Nicholas did not completely isolate himself from his people: the 300th anniversary of the Romanov dynasty was celebrated in 1913, and a film about the Tsar was shown in cinemas. But he did not trust politicians, workers, or intellectuals. He was out of sync with the times.
A deceptive calm
However, the immediate danger to the regime subsided. Imperial subjects accepted that the Okhrana and the army were too strong to challenge. Peasant unrest weakened. Student protests dwindled. National resistance in non-Russian regions virtually disappeared. Professional societies acted cautiously to avoid crossing government boundaries. The workers’ movement was temporarily hindered, but workers did not give up and occasionally clashed with law enforcement.

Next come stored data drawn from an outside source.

PR #1233, opened 2020-10-18
Add a findAll method to ParseQuery

codeKonami:
To get around the 100 objects maximum retrieval on the Parse Server side I used to do `Parse.Query().limit(9999).find()`.

And after looking at the code I found out about the `eachBatch` method which is really neat and I wonder if you'd consider adding a `findAll` method the the Parse.Query class based on it.

### DIFF
--- a/integration/test/ParseQueryTest.js
+++ b/integration/test/ParseQueryTest.js
@@ -1223,6 +1223,18 @@ describe('Parse Query', () => {
     });
   });
 
+  it('can return all objects with findAll', async () => {
+    const objs = [...Array(101)].map(() => new Parse.Object('Container'));
+
+    await Parse.Object.saveAll(objs);
+
+    const query = new Parse.Query('Container');
+
+    const result = await query.findAll();
+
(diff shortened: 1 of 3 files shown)


davimacedo (approved):
It looks good to me! @dplewis any thoughts?

integration/test/ParseQueryTest.js
```diff
@@ -1223,6 +1223,18 @@ describe('Parse Query', () => {
     });
   });
 
+  it('can return all objects with findAll', async () => {
```
dplewis, line 1226: Looks good! Can you add unit tests to increase coverage?

codeKonami: I've added some unit tests. I basically took the ones from .eachBatch but using the findAll method. I hope it's enough.

dplewis (approved):

integration/test/ParseQueryTest.js
dplewis: Looks good!

Issue #491, opened 2017-10-18
Setting Parse.serverURL not working


msebgf:
Hi, I created a react native project.

My dependencies are:

`"dependencies": {
    "events": "^1.1.1",
    "history": "^4.7.2",
    "parse": "^1.10.0",
    "react": "16.0.0",
    "react-native": "^0.48.4",
    "react-native-splash-screen": "^3.0.1",
    "react-redux": "^5.0.6",
    "react-router-native": "^4.2.0",
    "react-router-redux": "^5.0.0-alpha.6",
    "redux": "^3.7.2",
    "redux-persist": "^4.10.1",
    "redux-thunk": "^2.2.0",
    "timers": "^0.1.1"
  }`

So basically when I tried to configure the Parse connections I did it on App.js on componentWillMount(), like so:

`componentWillMount(){
   Parse.initialize("AppId","JSKey");
   Parse.serverURL = 'http://parseServer:1337/parse' 
}
`

Everything works fine until Parse.intialize, but when trying to set the serverURL I get this error:

`https://api.parse.com/1 is not a function (evaluating '_reactNative3.default.serverURL('http://parseServer:1337/parse')')
componentWillMount`

PR #1237, opened 2020-10-22
Improve initialization setters/getters

dplewis:
Addresses: https://github.com/parse-community/Parse-SDK-JS/issues/491

I've randomly seen users post about not being able to set the `serverURL`. It's usually typescript / web pack / babel issue with `defineProperty`.

https://parseopensource.slack.com/archives/C011ZF86LR2/p1600690460002100

Thoughts?


davimacedo (approved):
I've never seen this problem but I believe the new way you are creating the accessor methods will be easier for typescript, etc "understand". LGTM!

PR #1239, opened 2020-10-23
Remove backbone callback documentation

dplewis:
Old backbone callbacks (options.success, options.error) are only used in linkWith authentication and object.set validation now.

i.e
```
object.set("currentPlayer", player2, {
  error: function(objectAgain, error) {
    // The set failed validation.
  }
});
```


mtrezza (approved):
lgtm 🚀

PR #1241, opened 2020-10-29
Improve Code Coverage

dplewis:
Giving the SDK some much needed love

Fixes a few bugs

* Set default emitter error on LiveQueryClient to prevent crashing
* Query subscriptions will return error on socket error
* WeChat socket sets handlers first before connecting
* Fix Parse Installation error message
* ParseACL remove unreachable code


davimacedo (approved):
Very good job @dplewis LGTM!

PR #1247, opened 2020-11-09
fix(fetchAll): Properly handle passed in values

dplewis:
Prevents `TypeError: Cannot read property 'id' of null`

Handles input the same way saveAll and destroyAll.

Also removed unnecessary LDS call on destroy all for non ParseObject / Array<ParseObject>

Let me know if I need to change anything.


davimacedo (approved):
LGTM!

PR #293, opened 2020-01-17
return mount path and createdAt for get volume API

sharanyad:
### Summary
To get information such as `createdAt` time, mount point for the volume, return it from the plugin. 

Testing:
```
$ docker volume inspect efsvolume0
[
    {
        "CreatedAt": "2020-01-17T21:33:38Z",
        "Driver": "amazon-ecs-volume-plugin",
        "Labels": {},
        "Mountpoint": "/var/lib/ecs/volumes/efsvolume0",
        "Name": "efsvolume0",
        "Options": {
            "device": "fs-1cf5f8b7",
            "o": "tls,ro",
            "type": "efs"
        },
        "Scope": "local"
    }
]
```
State file:
```
$ sudo cat /var/lib/ecs/data/ecs_volume_plugin.json
{
	"volumes": {
		"efsvolume0": {
			"type": "efs",
			"path": "/var/lib/ecs/volumes/efsvolume0",
			"options": {
				"device": "fs-1cf5f8b7",
				"o": "tls,ro",
				"type": "efs"
			},
			"createdAt": "2020-01-17T21:33:38.172301878Z"
		}
	}
}
```

### Testing

### Licensing

### DIFF
--- a/ecs-init/volumes/ecs_volume_plugin.go
+++ b/ecs-init/volumes/ecs_volume_plugin.go
@@ -17,6 +17,7 @@ import (
 	"fmt"
 	"os"
 	"sync"
+	"time"
 
 	"github.com/cihub/seelog"
 	"github.com/docker/go-plugins-helpers/volume"
@@ -59,9 +60,10 @@ type VolumeDriver interface {
 
 // Volume holds full details about a volume
 type Volume struct {
-	Type    string
-	Path    string
-	Options map[string]string
+	Type      string
+	Path      string
+	Options   map[string]string
+	CreatedAt string
 }
 
 // CreateRequest holds fields necessary for creating a volume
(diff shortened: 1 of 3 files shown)


ecs-init/volumes/ecs_volume_plugin.go
```diff
@@ -310,14 +313,17 @@ func (a *AmazonECSVolumePlugin) List() (*volume.ListResponse, error) {
...
 	}
-	vol := &volume.Volume{
-		Name: r.Name,
+	resp := &volume.Volume{
+		Name:       r.Name,
+		Mountpoint: vol.Path,
+		CreatedAt:  vol.CreatedAt,
 	}
-	return &volume.GetResponse{Volume: vol}, nil
+	seelog.Infof("Returning volume information: %v", resp)
```
sparrc: how frequently are we expecting to call this function? Do we need to log the full response every time?

yunhee-l: on similar note, maybe consider extracting minimum necessary info from resp to log?

sharanyad: just tested. this is printed twice for mounting volume to a container, docker stop container and docker volume inspect. This could become noisy if we are printing the full response. But this could still be valuable when debugging failures. I'll change it to it prints just the volume name.

PR #295, opened 2020-01-23
Add script to generate/update changelogs

fierlion:
### Summary
Currently we maintain multiple changelogs in ecs-init manually.  The release process makes updating the changelogs inconsistent. 
I'm seeking to make the process automatic. 
This creates a core changelog in the CHANGE_TEMPLATE file with all required details for each of the different changelog formats: amazon-linux/debian/markdown.
For each release, the engineer will update the CHANGE_TEMPLATE then will execute the changelog.go file (`go build changelog.go && ./changelog`)
Running the included script will update all the changelogs in place with the relevant contents of the CHANGE_TEMPLATE.

NOTE: All included new changelogs have been generated by the script.

### Implementation details
Each or the entries in the CHANGE_TEMPLATE is parsed into a `Change` object.  An array of these change objects is passed to each of the formatters to generate a new changelog string.  Finally, the changelog files are overwritten with these updated changelog strings.

### Testing
I used the script and `git diff` to build toward a minimal diff between the current changelogs and the generated changelogs.  Tested manually to generate all changelogs.

I also successfully ran `make rpm` from an AL2 ecs-optimized instance using the generated changelog for amazon-linux.

Add script to generate changelogs from a central file

### Licensing

### DIFF
--- a/scripts/changelog/changelog.go
+++ b/scripts/changelog/changelog.go
@@ -1,0 +1,208 @@
+package main
+
+import (
+    "bufio"
+    "fmt"
+    "os"
+    "strings"
+    "time"
+)
+
+type Change struct {
+    Version string
+    Name string
+    Datetime time.Time
+    Changes []string
+}
+
+const (
+    CHANGE_TEMPLATE = "./CHANGELOG_MASTER"
+    TOP_LEVEL = "../../CHANGELOG.md"
+    AMAZON_LINUX = "../../packaging/amazon-linux-ami/ecs-init.spec"
+    SUSE = "../../packaging/suse/amazon-ecs-init.changes"
+    UBUNTU = "../../packaging/ubuntu-trusty/debian/changelog"
+
+    AMAZON_LINUX_TIME_FMT = "Mon Jan 02 2006"
+    DEBIAN_TIME_FMT = "Mon, 02 Jan 2006 15:04:05 -0700"
+    SUSE_TIME_FMT = "Mon Jan 02, 15:04:05 MST 2006"
+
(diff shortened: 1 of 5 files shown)


scripts/changelog/changelog.go
```diff
@@ -0,0 +1,176 @@
...
+const (
+    CHANGE_TEMPLATE = "./CHANGE_TEMPLATE"
+    TOP_LEVEL = "../../CHANGELOG.md"
+    AMAZON_LINUX = "../../packaging/amazon-linux-ami/ecs-init.spec"
+    SUSE = "../../packaging/suse/amazon-ecs-init.spec"
+    UBUNTU = "../../packaging/ubuntu-trusty/debian/changelog"
+
+    AMAZON_LINUX_TIME_FMT = "Mon Jan 02 2006"
+    DEBIAN_TIME_FMT = "Mon, 02 Jan 2006 15:04:05 -0700"
+    SUSE_TIME_FMT = "Mon Jan 02, 15:04:05 MST 2006"
```
yumex93: Does this get used anywhere? We don't need to add changelog for SUSE?

fierlion: We will add changelog for SUSE when we update the SUSE rpm process.  I can remove this SUSE-specific line if necessary.  Originally I was planning on doing all three changelogs at once, but the SUSE packaging is very out of date and will need some work.

fierlion:
NOTE: I based SUSE changes on https://en.opensuse.org/openSUSE:Creating_a_changes_file_(RPM)

PR #297, opened 2020-01-27
volume plugin capability for EFS and unit tests

sharanyad:
### Summary
This env var will be used by agent to send capability for EFS support by ECS Volume Plugin. 
Using the capability "efsAuth" and not "efs", since preview already supports "efs" capability , so to differentiate from that, we are using the "efsAuth" as the value. 

Added unit tests for efs_mount_helper.go , now that netns and creds uri options are finalized. 

### Testing

### Licensing

### DIFF
--- a/ecs-init/docker/docker.go
+++ b/ecs-init/docker/docker.go
@@ -222,7 +222,7 @@ func (c *Client) GetContainerLogTail(logWindowSize string) string {
 	containerToLog, _ := c.findAgentContainer()
 	if containerToLog == "" {
 		log.Info("No existing container to take logs from.")
-                return ""
+		return ""
 	}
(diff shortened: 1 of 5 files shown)


ecs-init/docker/docker.go
```diff
@@ -222,7 +222,7 @@ func (c *Client) GetContainerLogTail(logWindowSize string) string {
 	containerToLog, _ := c.findAgentContainer()
 	if containerToLog == "" {
 		log.Info("No existing container to take logs from.")
-                return ""
+		return ""
```
petderek: do we not auto gofmt this stuff?

sharanyad: looks like we do not in init.

PR #305, opened 2020-02-19
Fix ECS_UPDATE_DOWNLOAD_DIR functionality

sparrc:
### Summary

Customers can use ECS_UPDATE_DOWNLOAD_DIR to tell the agent to download
updates to a custom directory, rather than the agent cache directory at
/var/cache/ecs. In order for the upgrade to take place, ecs-init also
needs access to this directory and needs to know about it by reading the
environment variable.

### Testing

An upgrade using the default value (/var/cache/ecs) and setting a custom value set using ECS_UPDATE_DOWNLOAD_DIR  was tested manually. New unit tests have also been added.

Fix ECS_UPDATE_DOWNLOAD_DIR functionality

### Licensing

### DIFF
--- a/ecs-init/config/common.go
+++ b/ecs-init/config/common.go
@@ -135,6 +135,14 @@ func CacheDirectory() string {
 	return directoryPrefix + "/var/cache/ecs"
 }
 
+// UpdateDownloadDir returns to location of the agent update download dir
+func UpdateDownloadDir() string {
+	if downloadDir := os.Getenv("ECS_UPDATE_DOWNLOAD_DIR"); downloadDir != "" {
+		return downloadDir
+	}
+	return CacheDirectory()
+}
+
 // CacheState returns the location on disk where cache state is stored
 func CacheState() string {
 	return CacheDirectory() + "/state"
@@ -165,7 +173,7 @@ func AgentRemoteTarballMD5Key() (string, error) {
 
 // DesiredImageLocatorFile returns the location on disk of a well-known file describing an Agent image to load
 func DesiredImageLocatorFile() string {
-	return CacheDirectory() + "/desired-image"
+	return UpdateDownloadDir() + "/desired-image"
 }
 
 // DockerUnixSocket returns the docker socket endpoint and whether it's read from DockerHostEnvVar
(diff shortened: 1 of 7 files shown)


ecs-init/docker/docker.go
```diff
@@ -371,6 +371,10 @@ func (c *Client) getHostConfig(envVarsFromFiles map[string]string) *godocker.Hos
 		// bind mount instance config dir
 		config.InstanceConfigDirectory() + ":" + config.InstanceConfigDirectory(),
 	}
+	// only add update download dir if it is not the cache directory (the default setting)
+	if config.UpdateDownloadDir() != config.CacheDirectory() {
+		binds = append(binds, config.UpdateDownloadDir()+":"+config.UpdateDownloadDir())
```
fenxiong: do we need to change the container path to be the same? if so, seems like customer has to specify the download dir to be an existing dir on agent's file system?

ecs-init/config/common.go
```diff
@@ -135,6 +135,14 @@ func CacheDirectory() string {
 	return directoryPrefix + "/var/cache/ecs"
 }
 
+// UpdateDownloadDir returns to location of the agent update download dir
+func UpdateDownloadDir() string {
+	if downloadDir := os.Getenv("ECS_UPDATE_DOWNLOAD_DIR"); downloadDir != "" {
```
fenxiong: for AL2, the envs seen by ecs-init process contains the ones in /etc/ecs/ecs.config because of [this line](https://github.com/aws/amazon-ecs-init/blob/master/packaging/amazon-linux-ami/ecs.service#L26). But for AL1, IIUC i don't think they can be retrieved from os.Getenv and I think you need to get the value from [here](https://github.com/aws/amazon-ecs-init/blob/master/ecs-init/docker/docker.go#L203)

sparrc: good catch, fixing

samuelkarp:
The purpose of `ECS_UPDATE_DOWNLOAD_DIR` is to configure the location of the downloaded update *inside* the agent container, not to configure the location on the host.

There are multiple assumptions in ecs-init about the location of updates, including the mounts that are added to the agent container (which is handled in this PR) and in the RPM spec (not handled in this PR and not really changeable).  If this change is made, installing a new version of ecs-init through yum will not properly upgrade the agent; the RPM will install the new agent to the `/var/cache/ecs` and not to whatever location is defined in `ECS_UPDATE_DOWNLOAD_DIR`.

I would recommend against making this change and instead discouraging customers from setting `ECS_UPDATE_DOWNLOAD_DIR`; it's an implementation detail of the coordination between ecs-init and the ECS agent rather than an intentionally configurable setting.

sparrc:
closing (see https://github.com/aws/amazon-ecs-agent/pull/2373)

PR #306, opened 2020-02-22
docker: add '/etc/alternatives' to mounts

petderek:
### Summary

In some circumstances, /sbin/iptables may be a symlink to a binary in
/etc/alternatives. In order to handle this case, its imperative that
agent is also able to access the /etc/alternatives folder.

### Implementation details

We now mount in "/etc/alternatives" so that binaries within that directory are callable by agent.

### Testing

**Testing is still WIP**

1. i build an rpm using `make rpm`
2. I installed it on an AL2 AMI
3. I've validated that the following appears upon docker inspect:

```
            "Binds": [
                "/var/run:/var/run",
                "/var/log/ecs:/log",
                "/var/lib/ecs/data:/data",
                "/etc/ecs:/etc/ecs",
                "/var/cache/ecs:/var/cache/ecs",
                "/sys/fs/cgroup:/sys/fs/cgroup",
                "/var/lib/ecs:/var/lib/ecs",
                "/etc/pki:/etc/pki:ro",
                "/run/docker/plugins:/run/docker/plugins:ro",
                "/etc/docker/plugins:/etc/docker/plugins:ro",
                "/usr/lib/docker/plugins:/usr/lib/docker/plugins:ro",
                "/proc:/host/proc:ro",
                "/usr/lib:/usr/lib:ro",
                "/lib:/lib:ro",
                "/usr/lib64:/usr/lib64:ro",
                "/lib64:/lib64:ro",
                "/sbin:/host/sbin:ro",
                "/etc/alternatives:/etc/alternatives:ro",
                "/usr/sbin:/usr/sbin:ro"
            ],


```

In April 1912, police opened fire on striking miners at the Lena goldfields in Siberia. Demonstrations in support of the miners erupted in other regions as well.
June 1914
A second wave of unrest appeared in June 1914 in St Petersburg. The main causes were low wages, poor working conditions, and political repression. The return of strikes and demonstrations showed that the Tsarist system was under pressure. But the Tsar responded by strengthening monarchical authority instead of seeking compromise with Duma deputies. He dissolved the Duma and wrote a new electoral law. Opponents could be sentenced to administrative exile in Siberia. A police state existed, though not a fully comprehensive one. Nicholas could have eased the situation by allowing the Duma to constitutionally limit his power. In that case, popular discontent would have shifted toward the upper and middle classes, i.e., toward political parties. But this did not happen.
An ocean of unresolved problems
Thus, on the eve of the 20th century, Russia faced serious problems related to the transformation of its economic, cultural, and administrative systems, as well as threats from foreign powers. Industrial capacity was growing, but not the number of scientists and experts needed to develop it. Agriculture was changing slowly. Living conditions in both villages and cities were shifting. Economic successes created new expectations because knowledge of the outside world spread.
Social conflicts persisted. Non-Russian peoples were discontented. The opposition was loud. The very definition of “Russia” became problematic because ethnic Russians lived throughout the empire. Large Russian enclaves existed in the Baltic region, Ukraine, and Baku. Poor peasants migrated to Siberia and the Russian provinces of Central Asia. There was no precise definition of Russia, and the government in St Petersburg did not wish to address this. With all these problems, Russia entered the First World War — which would change the country forever.
References:
Robert Service, A History of Modern Russia, 2014.
Isaac Deutscher, Stalin: A Political Biography, 1977.